As a newspaper delivery boy, Jason needs to know his projectile motion to throw a paper horizontally from a height of 1.40 m to a door that is 13.5 m away. What must the paper’s velocity be for it to reach the door?
h = ½ g t² ... t = √(2 h / g)
v = d / t = 13.5 m / t
To calculate the velocity needed for the paper to reach the door while being thrown horizontally, we can use the formulas of projectile motion.

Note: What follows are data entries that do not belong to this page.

PR #9842, opened 2017-02-23
Fix RPC failure testing (continuation of #9707)

jnewbery:
Commit 9db8eecac1c713c760c0217b6acb7455c657fa8b improved the
assert_raises_jsonrpc() function for better testing of RPC failure
modes. This commit continues the job by removing remaining broken
try-except RPC testing from individual test cases and replacing it
with calls to assert_raises_jsonrpc().

Note that this does not fully complete the job. This commit replaces the try/except code with assert_raises_jsonrpc() only for those test cases where no changes to bitcoind were required (ie the test cases weren't necessarily fully testing the behaviour, but the behaviour was correct anyway). For any test cases where fixing the test code has revealed bugs or inconsistencies, I'll raise a separate issue/PR (eg #9738, #9714, #9841, #9710). There are a few more of those to come.

PR #9853, opened 2017-02-24
Fix error codes from various RPCs

jnewbery:
(Completes #9707 and #9842)

I've changed the qa test code to properly assert error codes and messages for failed RPC calls. That's revealed a few RPCs which were returning incorrect or misleading error codes. This PR fixes all of those cases.

It also adds commenting around the definition of the JSON RPC error constants to warn against using RPC_INVALID_REQUEST and RPC_METHOD_NOT_FOUND for application-layer errors.

### DIFF
--- a/qa/rpc-tests/bumpfee.py
+++ b/qa/rpc-tests/bumpfee.py
@@ -128,7 +128,7 @@ def test_segwit_bumpfee_succeeds(rbf_node, dest_address):
 def test_nonrbf_bumpfee_fails(peer_node, dest_address):
     # cannot replace a non RBF transaction (from node which did not enable RBF)
     not_rbfid = create_fund_sign_send(peer_node, {dest_address: 0.00090000})
-    assert_raises_message(JSONRPCException, "not BIP 125 replaceable", peer_node.bumpfee, not_rbfid)
+    assert_raises_jsonrpc(-4, "not BIP 125 replaceable", peer_node.bumpfee, not_rbfid)
 
 
 def test_notmine_bumpfee_fails(rbf_node, peer_node, dest_address):
@@ -148,7 +148,7 @@ def test_notmine_bumpfee_fails(rbf_node, peer_node, dest_address):
     signedtx = rbf_node.signrawtransaction(rawtx)
     signedtx = peer_node.signrawtransaction(signedtx["hex"])
     rbfid = rbf_node.sendrawtransaction(signedtx["hex"])
-    assert_raises_message(JSONRPCException, "Transaction contains inputs that don't belong to this wallet",
+    assert_raises_jsonrpc(-4, "Transaction contains inputs that don't belong to this wallet",
                           rbf_node.bumpfee, rbfid)
 
 
@@ -159,7 +159,7 @@ def test_bumpfee_with_descendant_fails(rbf_node, rbf_node_address, dest_address)
     tx = rbf_node.createrawtransaction([{"txid": parent_id, "vout": 0}], {dest_address: 0.00020000})
     tx = rbf_node.signrawtransaction(tx)
     txid = rbf_node.sendrawtransaction(tx["hex"])
-    assert_raises_message(JSONRPCException, "Transaction has descendants in the wallet", rbf_node.bumpfee, parent_id)
+    assert_raises_jsonrpc(-8, "Transaction has descendants in the wallet", rbf_node.bumpfee, parent_id)
 
 
 def test_small_output_fails(rbf_node, dest_address):
@@ -174,7 +174,7 @@ def test_small_output_fails(rbf_node, dest_address):
                             Decimal("0.00100000"),
                             {dest_address: 0.00080000,
                              get_change_address(rbf_node): Decimal("0.00010000")})
-    assert_raises_message(JSONRPCException, "Change output is too small", rbf_node.bumpfee, rbfid, {"totalFee": 20001})
+    assert_raises_jsonrpc(-4, "Change output is too small", rbf_node.bumpfee, rbfid, {"totalFee": 20001})
 
 
 def test_dust_to_fee(rbf_node, dest_address):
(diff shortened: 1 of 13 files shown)


qa/rpc-tests/bumpfee.py
```diff
@@ -128,7 +128,7 @@ def test_segwit_bumpfee_succeeds(rbf_node, dest_address):
 def test_nonrbf_bumpfee_fails(peer_node, dest_address):
     # cannot replace a non RBF transaction (from node which did not enable RBF)
     not_rbfid = create_fund_sign_send(peer_node, {dest_address: 0.00090000})
-    assert_raises_message(JSONRPCException, "not BIP 125 replaceable", peer_node.bumpfee, not_rbfid)
+    assert_raises_jsonrpc(-4, "not BIP 125 replaceable", peer_node.bumpfee, not_rbfid)
```
ryanofsky: Is there a plan to switch from integer literals to constants in a later PR? Seems like it would be nice to say `RPC_WALLET_ERROR` instead of `-4`.

laanwj: Yes that would be nice, but is orthogonal to this change, so if you want to do that it'd indeed be a different PR.

src/wallet/rpcwallet.cpp
```diff
@@ -2753,33 +2753,33 @@ UniValue bumpfee(const JSONRPCRequest& request)
     CWalletTx& wtx = pwalletMain->mapWallet[hash];
 
     if (pwalletMain->HasWalletSpend(hash)) {
-        throw JSONRPCError(RPC_MISC_ERROR, "Transaction has descendants in the wallet");
+        throw JSONRPCError(RPC_WALLET_ERROR, "Transaction has descendants in the wallet");
```
ryanofsky: In cases where bumpfee is called erroneously with a transaction that shouldn't be bumped, invalid parameter seems more apt than wallet error.

Probably the most important thing you want to know when you get an error message from an API is whether the error is caused by something that you control and need to fix, or whether it's caused by something out of your control (like an implementation bug, or corrupt data, or a temporary failure). RPC_INVALID_PARAMETER clearly tells you that you need to fix something, while RPC_WALLET_ERROR is vague but suggests that something's wrong with the wallet.

src/wallet/rpcdump.cpp
```diff
@@ -338,11 +338,11 @@ UniValue removeprunedfunds(const JSONRPCRequest& request)
     vector<uint256> vHashOut;
 
     if(pwalletMain->ZapSelectTx(vHash, vHashOut) != DB_LOAD_OK) {
-        throw JSONRPCError(RPC_INTERNAL_ERROR, "Could not properly delete the transaction.");
+        throw JSONRPCError(RPC_WALLET_ERROR, "Could not properly delete the transaction.");
     }
 
     if(vHashOut.empty()) {
-        throw JSONRPCError(RPC_INTERNAL_ERROR, "Transaction does not exist in wallet.");
+        throw JSONRPCError(RPC_WALLET_ERROR, "Transaction does not exist in wallet.");
```
ryanofsky: Maybe invalid parameter here as well.

src/wallet/rpcdump.cpp
```diff
@@ -338,11 +338,11 @@ UniValue removeprunedfunds(const JSONRPCRequest& request)
     vector<uint256> vHashOut;
 
     if(pwalletMain->ZapSelectTx(vHash, vHashOut) != DB_LOAD_OK) {
-        throw JSONRPCError(RPC_INTERNAL_ERROR, "Could not properly delete the transaction.");
+        throw JSONRPCError(RPC_WALLET_ERROR, "Could not properly delete the transaction.");
```
ryanofsky: ZapSelect returns a DBErrors enum value which seems like it could be mapped to an RPC error (would also be nice to include in the error string).

src/rpc/blockchain.cpp
```diff
@@ -829,7 +834,7 @@ UniValue pruneblockchain(const JSONRPCRequest& request)
             + HelpExampleRpc("pruneblockchain", "1000"));
 
     if (!fPruneMode)
-        throw JSONRPCError(RPC_METHOD_NOT_FOUND, "Cannot prune blocks because node is not in prune mode.");
+        throw JSONRPCError(RPC_MISC_ERROR, "Cannot prune blocks because node is not in prune mode.");
```
ryanofsky: Some of these MISC_ERROR cases make it seem like we could benefit from an new RPC_INVALID_STATE value. (Blockchain too short is another case below.)

ryanofsky (commented):
utACK b34faf156d49705faa335641cfbfc0efd60bb781, definitely an improvement.

qa/rpc-tests/bumpfee.py
jnewbery: yep, I'll put that in the todo list. I'm working on a primitives.py for bitcoin messages, datastructures and constants. Seems like a good place for the RPC error constants to live.

src/wallet/rpcwallet.cpp
jnewbery: > Probably the most important thing you want to know when you get an error message from an API is whether the error is caused by something that you control and need to fix, or whether it's caused by something out of your control

Nicely put. I'll update this to RPC_INVALID_PARAMETER

src/wallet/rpcdump.cpp
jnewbery: I agree we could do better, but let's leave that for a future PR.

I think this is strictly an improvement because currently the API is returning RPC_INTERNAL_ERROR even in cases where there's no internal error.

src/wallet/rpcdump.cpp
jnewbery: ACK

src/rpc/blockchain.cpp
jnewbery: Sounds sensible, but again let's leave that for a future PR.

laanwj: Yes, there is no reason why we couldn't add new status values. There's no need to make everything fit in the arbitrary bag of codes that exists now, which has been there unchanged for a long while.

jnewbery:
Squashed @ryanofsky's nits and rebased.
Old tip: https://github.com/bitcoin/bitcoin/pull/9853/commits/5158a1e2a2587f9eba04d0f2a81744a9ecbe766d / https://github.com/jnewbery/bitcoin/tree/pr9853.1
New tip: https://github.com/bitcoin/bitcoin/pull/9853/commits/3ff485e32f7a1d068e799d323d3531ede22873f1 / https://github.com/jnewbery/bitcoin/tree/pr9853.2

laanwj:
utACK 3ff485e

MarcoFalke:
Concept ACK.

Style Nit: In blockchain.cpp you are missing braces around the
multiline if block

Also, I was wondering if this requires a mention in the release notes...

laanwj:
> Also, I was wondering if this requires a mention in the release notes...

It does.

ryanofsky:
utACK 3ff485e32f7a1d068e799d323d3531ede22873f1

Confirmed only minor changes since previous ACK.

jnewbery:
Release notes updated. Otherwise no change.

PR #6380, opened 2015-07-06
rpc: Accept strings in AmountFromValue

laanwj:
Accept strings containing decimal values, in addition to bare values.

note: untested

PR #3759, opened 2014-02-27
Add option `-rpcamount` for monetary amounts as strings/satoshis in RPC

laanwj:
See this report: https://bitcoin.stackexchange.com/questions/22716/bitcoind-sendfrom-round-amount-error

I've been unable to reproduce it in either master or 0.8.6. However, in theory this could happen on architectures that have imprecise floating point types. Even though bitcoind itself doesn't rely on floating point types anywhere, Spirit JSON does use doubles internally for parsing values like 123.456 (and so do we in ValueFromAmount / AmountFromValue).

My first attempt was to try to fix this and make the parser use a fixed-point or string representation for JSON numbers (ie https://github.com/bitcoin/bitcoin/blob/master/src/json/json_spirit_reader_template.h#L499 ), but turned out to be a deep rabbit hole and doesn't solve the issue at the client side.

So this is my solution: add an option `-rpcstringamounts` to represent monetary amounts as strings in RPC. With this option any monetary amount will be emitted as a string with fixed 8 decimals, very easy to parse. Also this changes the parsing to accept the same format (by using the existing ParseMoney function).

Example getinfo:

```
{
    ...
    "balance" : "0.29099995",
    ...
}
```

Commits should be self-documenting.

PR #9855, opened 2017-02-25
RPC: Use integer satoshis instead BTC with decimals

jtimon:
There's been talks about using satoshis in RPC instead of BTC, which requires decimals and don't work well with json.

On the other hand, such a change would break the RPC API as well as many tests.
This is a draft on how we could move there (doing it only for 2 of the 8 RPC calls that would need to be changed). An useDecimalAmounts optional param is added. If true, the user can introduce BTC amounts as before. If false, the user needs to introduce the amounts in satoshis.

Interestingly enough, for signrawtransaction, useDecimalAmounts can default to false without breaking any tests (which means the amounts in useDecimalAmounts are not being currently tested).
In contrast, createrawtransaction would break many tests.

We could slowly adapt the tests to use satoshis and once that's done, at some point in the future we could break the API, remove all useDecimalAmounts params and not allow to BTC amounts anymore.

I didn't want go further before getting some feedback.


da2ce7:
Concept ACK.  I think that it is important to have an API Break at some point. Moving away from Decimal Amounts is very desirable.

jgarzik:
General agreement, with a notable caveat:

Older but widely deployed versions of the jansson library will truncate JSON numbers that are integers larger than unsigned 32-bit.

luke-jr:
Dislike making another numbered argument.

If we care about jansson bugs, I suspect throwing a ".0" on the end would workaround them.

jgarzik:
On the floating point side, you're limited by the 'double' C data type.

Some people just throw up their hands and store numbers inside of strings :)

JeremyRubin:
One idea:

pass a "multiplier" argument to the RPCs such that users can select arbitrary number systems. Default it to Bitcoin or Satoshis. This future proofs the API design in the event of any popular system (or even prepping for fractional satoshis...)


This could also be useful for people wishing to pay at an exchange rate :)

TheBlueMatt:
This is the kind of thing I think should be an option in the named
arguments list, but probably not added to every single RPC command's
positional parameters.

luke-jr:
`double` is large enough for any satoshi amounts on most systems (and any exceptions are likely to not support Core at all right now).

laanwj:
NACK doing it in this way.

- I'd prefer "return amounts as strings". It would be more consistent.  "Integers" don't exist in JSON. A JSON parser could still convert large numbers to float silently. Returning the values as strings means the program can use whatever internal format they want - it moves parsing away from the JSON parser, which is usually hard to override.

We already added handling of these for input in `AmountFromValue` in #6380, with the idea of making that an option later.

- If you really want to go ahead with this please see my implementation in #3759. It was much less invasive, effectively only two functions were touched `AmountFromValue`  and `ValueFromAmount`, and it allowed the user to select between four variants. 

There is no need to change every single call site of those functions for this!

jtimon:
Replaced by #9882

PR #9856, opened 2017-02-25
Terminate immediately when allocation fails

theuni:
Addresses #9854.

This installs a handler for failed allocations. Usually, a std::bad_alloc would be thrown, but we can instead opt to terminate immediately. See http://en.cppreference.com/w/cpp/memory/new/set_new_handler .

Our only manual malloc/free comes from prevector. Ideally we'd just use new[]/delete[] there, but the benchmark shows a noticeable difference, and I'm very hesitant to make that kind of change post-rc2.

As an alternative, this could even just be an assert() for 0.14.

For reference, here's the alternative using new/delete: https://github.com/theuni/bitcoin/commit/0c1b4107b918d457376dcd154f7e87d9d647bf91

Edit: g++/libstdc++ didn't support get_new_handler() yet, so assert it is.

### DIFF
--- a/src/init.cpp
+++ b/src/init.cpp
@@ -797,6 +797,19 @@ ServiceFlags nLocalServices = NODE_NETWORK;
 
 }
 
+[[noreturn]] static void new_handler_terminate()
+{
+    // Rather than throwing std::bad-alloc if allocation fails, terminate
+    // immediately to (try to) avoid chain corruption.
+    // Since LogPrintf may itself allocate memory, set the handler directly
+    // to terminate first.
+    std::set_new_handler(std::terminate);
+    LogPrintf("Error: Out of memory. Terminating.\n");
+
+    // The log was successful, terminate now.
+    std::terminate();
+};
+
 bool AppInitBasicSetup()
 {
     // ********************************************************* Step 1: setup
@@ -849,6 +862,9 @@ bool AppInitBasicSetup()
     // Ignore SIGPIPE, otherwise it will bring the daemon down if the client closes unexpectedly
     signal(SIGPIPE, SIG_IGN);
 #endif
+
+    std::set_new_handler(new_handler_terminate);
+
     return true;
 }
 
--- a/src/prevector.h
+++ b/src/prevector.h
@@ -5,6 +5,7 @@
 #ifndef _BITCOIN_PREVECTOR_H_
 #define _BITCOIN_PREVECTOR_H_
 
+#include <assert.h>
 #include <stdlib.h>
 #include <stdint.h>
 #include <string.h>
@@ -170,10 +171,15 @@ private:
             }
         } else {
             if (!is_direct()) {
+                /* FIXME: Because malloc/realloc here won't call new_handler if allocation fails, assert
+                    success. These should instead use an allocator or new/delete so that handlers
+                    are called as necessary, but performance would be slightly degraded by doing so. */
                 _union.indirect = static_cast<char*>(realloc(_union.indirect, ((size_t)sizeof(T)) * new_capacity));
+                assert(_union.indirect);
                 _union.capacity = new_capacity;
             } else {
                 char* new_indirect = static_cast<char*>(malloc(((size_t)sizeof(T)) * new_capacity));
+                assert(new_indirect);
                 T* src = direct_ptr(0);
                 T* dst = reinterpret_cast<T*>(new_indirect);
                 memcpy(dst, src, size() * sizeof(T));


sipa:
```
./prevector.h:178:21: error: ‘get_new_handler’ is not a member of ‘std’

                     std::get_new_handler()();
```

theuni:
@sipa grr, works for me locally. I'll try adding the include, but I'm guessing that libstdc++ didn't support it for 4.8 :(

JeremyRubin:
Why not make prevector throw std::bad_alloc or std::length_error? That way it's at least recoverable in future code, and makes it a bit more "API Consistent" with std::vector...

theuni:
@JeremyRubin The issue in #9854 is that exactly that bad_alloc is thrown but not handled correctly. We don't actually attempt to catch bad_alloc specifically anywhere. And logically it doesn't make sense to... if we've got an allocation problem, we need to shut down.

luke-jr:
The default action of exceptions is to abort the program, no? So we must be catching it at least indirectly... Why not just add an explicit catch for bad_alloc there? (or ideally, be specific about what exceptions we want to catch..)

laanwj:
ACK on the assert() in prevector.

I really don't like setting this global handler that crashes the program. I hope this is a temporary measure for 0.14?

laanwj:
Thinking of it, no, using assert for error handling is a bad idea. We should support compiling without assertions at some point.
If you really want to terminate the program immediatelly please log a message and call abort or so () :/

TheBlueMatt:
@laanwj I hope we do keep this longer-term, actually...std::bad_alloc, in the design of our entire codebase, seems massively dangerous to me (and I've wished we could do something like this for a while - just didn't know it existed). I'm happy if we remove it later, but the amount of auditing we'd have to do to check everywhere we call new, even through stl, seems like a rather significant effort.

laanwj:
@TheBlueMatt okay, yes, after discussion IRC I agree seems the least bad solution for now :/

JeremyRubin:
Ah, I see. I was going to suggest get_new_handler, then I actually read the above discussion ;)

I'm mostly just uncomfortable with using assert for error handling.

Can we not implement something similar to get_new_handler ourselves for unsupported platforms?

TheBlueMatt:
@laanwj yea, I totally agree there are places we don't want this (mostly deserialization comes to mind), but I believe we mostly fixed that by now?

src/init.cpp
```diff
@@ -797,6 +797,19 @@ ServiceFlags nLocalServices = NODE_NETWORK;
...
 }
 
+[[noreturn]] static void new_handler_terminate()
+{
+    // Rather than throwing std::bad-alloc if allocation fails, terminate
+    // immediately to (try to) avoid chain corruption.
+    // Since LogPrintf may itself allocate memory, set the handler directly
+    // to terminate first.
+    std::set_new_handler(std::terminate);
+    LogPrintf("Error: Out of memory. Terminating.\n");
```
kallewoof: Before this attempt, you could do `fputs(stderr, "Error: Out of memory. Terminating.\n");` which, I believe, does not call `malloc`. At least it didn't when I wrote my own `malloc` a few years ago, but it may be different per platform. A nice to have for when a node goes down with no log entries about why.

dcousens (approved):

src/init.cpp
JeremyRubin: I don't think this is threadsafe (ie, a concurrent OOM could cause it to terminate in the middle of a LogPrintf or print two LogPrintfs). I would make the handler have some `switch(atomic counter++)`. Then it is both re-entrant and threadsafe. (note that set_new_handler is threadsafe itself, just is threadsafe in this usage)

I think this sort of implementation should be ok:

```c++
static std::thread::id first_entrant{std::this_thread::get_id()};
static bool first_pass {true};
if (first_entrant == std::this_thread::get_id()) {
    if (first_pass) {
        first_pass = false;
        // Single faulted
        std::terminate();
    } else {
        // Double faulted
    }
} else {
    sleep();
}
```


Either of the above should be safe for concurrent OOM as well as double OOM faults.

sdaftuar:
nit: Perhaps we should add a comment to the `assert` lines introduced in prevector, mentioning their purpose/rationale?  (I'm pretty sure if I were reading the code in the future and hadn't seen this discussion, I'd definitely overlook the significance and implications.)

src/init.cpp
theuni: Those are both reasonable suggestions, but imo they're overthinking this a bit. If we OOM, the important thing is to shutdown, logging should be best-effort. I'd rather not complicate this too much.

sipa:
utACK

Projectile motion consists of two independent motions: horizontal motion with constant velocity and vertical motion with constant acceleration due to gravity.
First, let's determine the time it takes for the paper to travel horizontally to the door. We can use the formula:
distance = velocity * time
In this case, the distance is 13.5 m, and the velocity in the horizontal direction is unknown (as it's what we're trying to find). Therefore:
13.5 m = velocity * time
Since the horizontal velocity remains constant, the time it takes to travel horizontally is the same as the time it takes to fall vertically from a height of 1.40 m. The vertical motion can be calculated using the formula:
distance = initial velocity * time + (1/2) * acceleration * time^2
In this case, the distance is 1.40 m, the initial vertical velocity is 0 m/s (since the paper is thrown horizontally), and the acceleration due to gravity is approximately 9.8 m/s^2. Therefore:
1.40 m = 0 * time + (1/2) * 9.8 m/s^2 * time^2
Simplifying this equation, we get:
1.40 m = (4.9 m/s^2) * time^2
Now, we have two equations involving time:
13.5 m = velocity * time
1.40 m = (4.9 m/s^2) * time^2
We can solve the second equation for time:
1.40 m = (4.9 m/s^2) * time^2
Divide both sides by 4.9 m/s^2:
0.2857 s^2 = time^2
Taking the square root of both sides, we get:
time = 0.5357 s
Now, we can substitute this value of time into the first equation to solve for the velocity:
13.5 m = velocity * 0.5357 s
Divide both sides by 0.5357 s:
velocity = 13.5 m / 0.5357 s
Calculating this expression, we find that the required horizontal velocity for the paper to reach the door is approximately 25.173 m/s.